# Aim of the task
Output, please, exactly those lines of the listing that come before the line with "haykam821: Should this entry not be optional?", along with that line itself.

# Provided entries

┌──

PR #4136, opened 2024-10-02
Update mod to Minecraft snapshot 24w40a

### LINKED ISSUE #4135: Dyed bundles are not in the respective dyed tags

haykam821:
This pull request ports Fabric API to Minecraft snapshot 24w40a without any breaking changes.

In addition, the `c:is_dark_forest` biome tag has been added. This biome tag includes the dark forest and pale garden biomes, as the latter is a variant of the former, as stated by [the Minecraft changelog](https://www.minecraft.net/en-us/article/minecraft-snapshot-24w40a):

> #### Pale Garden
>
> Pale Garden is a biome variation of Dark Forest.

The game runs, but when creating a new world after exiting another world, the game may crash with the message `Caused by: java.lang.IllegalStateException: Tags already captured, this should not happen`.


modmuss50 (approved):
Looks great, I cannot reproduce the crash, im happy to release it as-is. The recipe stuff can be improved over the coming weeks.

haykam821:
I can try to reproduce the crash again later. The only differences I can think of that my environment may have is worlds with feature flags enabled and the test worlds from #4118.

I do realize that the pale oak chest boat is missing from the `c:boats` tag; that (and probably #4135) should be fixed as well.

modmuss50:
> I do realize that the pale oak chest boat is missing from the c:boats tag; that (and probably https://github.com/FabricMC/fabric/issues/4135) should be fixed as well.

Fixed both, thanks.

I have tried worlds with the experiments enabled and all seems fine. Ill release this now and we can always fix the crash later.

fabric-convention-tags-v2/src/datagen/java/net/fabricmc/fabric/impl/tag/convention/datagen/generators/EntityTypeTagGenerator.java
```diff
@@ -52,6 +52,7 @@ protected void configure(RegistryWrapper.WrapperLookup registries) {
 				.add(EntityType.JUNGLE_CHEST_BOAT)
 				.add(EntityType.ACACIA_CHEST_BOAT)
 				.add(EntityType.CHERRY_CHEST_BOAT)
+				.add(EntityType.PALE_OAK_BOAT)
```
haykam821: Should this entry not be optional?

modmuss50: No, I dont think so, entity types are always loaded into a static registry, even when disabled.

fabric-convention-tags-v2/src/datagen/java/net/fabricmc/fabric/impl/tag/convention/datagen/generators/EntityTypeTagGenerator.java
```diff
@@ -46,15 +46,25 @@ protected void configure(RegistryWrapper.WrapperLookup registries) {
...
+				.add(EntityType.SPRUCE_BOAT)
 				.add(EntityType.SPRUCE_CHEST_BOAT)
+				.add(EntityType.BIRCH_BOAT)
 				.add(EntityType.BIRCH_CHEST_BOAT)
+				.add(EntityType.JUNGLE_BOAT)
 				.add(EntityType.JUNGLE_CHEST_BOAT)
+				.add(EntityType.ACACIA_BOAT)
 				.add(EntityType.ACACIA_CHEST_BOAT)
+				.add(EntityType.CHERRY_BOAT)
 				.add(EntityType.CHERRY_CHEST_BOAT)
```
haykam821: The regular boats are already added by the `minecraft:boat` entity type tag here. Is the duplication necessary?

modmuss50: Oh right, my bad.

└──

# Solved exercise
PR #4136, opened 2024-10-02
Update mod to Minecraft snapshot 24w40a

### LINKED ISSUE #4135: Dyed bundles are not in the respective dyed tags

haykam821:
This pull request ports Fabric API to Minecraft snapshot 24w40a without any breaking changes.

In addition, the `c:is_dark_forest` biome tag has been added. This biome tag includes the dark forest and pale garden biomes, as the latter is a variant of the former, as stated by [the Minecraft changelog](https://www.minecraft.net/en-us/article/minecraft-snapshot-24w40a):

> #### Pale Garden
>
> Pale Garden is a biome variation of Dark Forest.

The game runs, but when creating a new world after exiting another world, the game may crash with the message `Caused by: java.lang.IllegalStateException: Tags already captured, this should not happen`.


modmuss50 (approved):
Looks great, I cannot reproduce the crash, im happy to release it as-is. The recipe stuff can be improved over the coming weeks.

haykam821:
I can try to reproduce the crash again later. The only differences I can think of that my environment may have is worlds with feature flags enabled and the test worlds from #4118.

I do realize that the pale oak chest boat is missing from the `c:boats` tag; that (and probably #4135) should be fixed as well.

modmuss50:
> I do realize that the pale oak chest boat is missing from the c:boats tag; that (and probably https://github.com/FabricMC/fabric/issues/4135) should be fixed as well.

Fixed both, thanks.

I have tried worlds with the experiments enabled and all seems fine. Ill release this now and we can always fix the crash later.

fabric-convention-tags-v2/src/datagen/java/net/fabricmc/fabric/impl/tag/convention/datagen/generators/EntityTypeTagGenerator.java
```diff
@@ -52,6 +52,7 @@ protected void configure(RegistryWrapper.WrapperLookup registries) {
 				.add(EntityType.JUNGLE_CHEST_BOAT)
 				.add(EntityType.ACACIA_CHEST_BOAT)
 				.add(EntityType.CHERRY_CHEST_BOAT)
+				.add(EntityType.PALE_OAK_BOAT)
```
haykam821: Should this entry not be optional?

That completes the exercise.